-- THE DATA follows --
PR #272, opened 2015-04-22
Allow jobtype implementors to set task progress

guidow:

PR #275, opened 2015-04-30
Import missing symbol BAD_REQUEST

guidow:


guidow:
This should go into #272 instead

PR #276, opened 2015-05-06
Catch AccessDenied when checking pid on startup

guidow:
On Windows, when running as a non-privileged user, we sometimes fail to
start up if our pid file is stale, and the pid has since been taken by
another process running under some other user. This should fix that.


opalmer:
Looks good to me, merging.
-- THE DATA concluded --
-- THE DATA follows --
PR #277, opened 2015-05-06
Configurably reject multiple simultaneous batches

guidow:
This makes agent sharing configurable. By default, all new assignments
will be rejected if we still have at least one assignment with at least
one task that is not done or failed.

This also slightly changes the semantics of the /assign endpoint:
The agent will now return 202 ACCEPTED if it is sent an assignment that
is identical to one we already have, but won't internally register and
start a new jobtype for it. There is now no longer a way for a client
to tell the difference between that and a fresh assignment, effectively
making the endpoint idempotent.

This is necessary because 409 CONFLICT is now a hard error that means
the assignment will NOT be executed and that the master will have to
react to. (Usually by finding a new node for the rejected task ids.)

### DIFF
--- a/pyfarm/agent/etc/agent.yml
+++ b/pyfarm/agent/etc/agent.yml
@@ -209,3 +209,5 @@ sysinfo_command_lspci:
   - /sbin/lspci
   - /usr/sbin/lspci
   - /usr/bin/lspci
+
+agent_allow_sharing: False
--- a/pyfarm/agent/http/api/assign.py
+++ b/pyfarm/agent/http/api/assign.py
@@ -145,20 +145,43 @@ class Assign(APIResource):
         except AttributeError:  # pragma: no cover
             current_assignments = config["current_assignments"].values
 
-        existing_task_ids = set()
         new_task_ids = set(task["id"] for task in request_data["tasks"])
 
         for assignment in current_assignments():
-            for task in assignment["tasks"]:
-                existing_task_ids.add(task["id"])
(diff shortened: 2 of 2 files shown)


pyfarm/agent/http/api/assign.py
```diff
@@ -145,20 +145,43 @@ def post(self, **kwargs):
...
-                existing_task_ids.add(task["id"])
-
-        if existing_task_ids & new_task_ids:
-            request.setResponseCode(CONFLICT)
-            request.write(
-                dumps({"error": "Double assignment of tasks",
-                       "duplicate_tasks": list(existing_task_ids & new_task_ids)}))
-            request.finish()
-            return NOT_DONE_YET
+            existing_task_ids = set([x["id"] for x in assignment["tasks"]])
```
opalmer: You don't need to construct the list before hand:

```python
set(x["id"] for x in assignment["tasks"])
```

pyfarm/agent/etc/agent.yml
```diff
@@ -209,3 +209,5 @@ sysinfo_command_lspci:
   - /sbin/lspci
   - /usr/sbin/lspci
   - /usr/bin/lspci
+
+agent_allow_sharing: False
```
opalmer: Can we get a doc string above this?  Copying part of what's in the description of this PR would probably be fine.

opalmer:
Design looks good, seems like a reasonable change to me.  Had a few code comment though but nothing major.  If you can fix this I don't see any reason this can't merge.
-- THE DATA concluded --
-- THE DATA follows --
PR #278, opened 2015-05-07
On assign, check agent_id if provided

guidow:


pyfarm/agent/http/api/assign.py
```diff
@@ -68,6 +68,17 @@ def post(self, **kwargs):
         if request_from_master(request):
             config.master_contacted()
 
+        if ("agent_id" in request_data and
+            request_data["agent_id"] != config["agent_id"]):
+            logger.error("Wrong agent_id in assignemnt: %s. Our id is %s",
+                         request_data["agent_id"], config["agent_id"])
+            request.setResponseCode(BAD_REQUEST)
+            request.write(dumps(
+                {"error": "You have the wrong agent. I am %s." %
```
-- THE DATA concluded --
Lines of the material may hold the string "jobtype". Copy each one that does.

Allow jobtype implementors to set task progress
start a new jobtype for it. There is now no longer a way for a client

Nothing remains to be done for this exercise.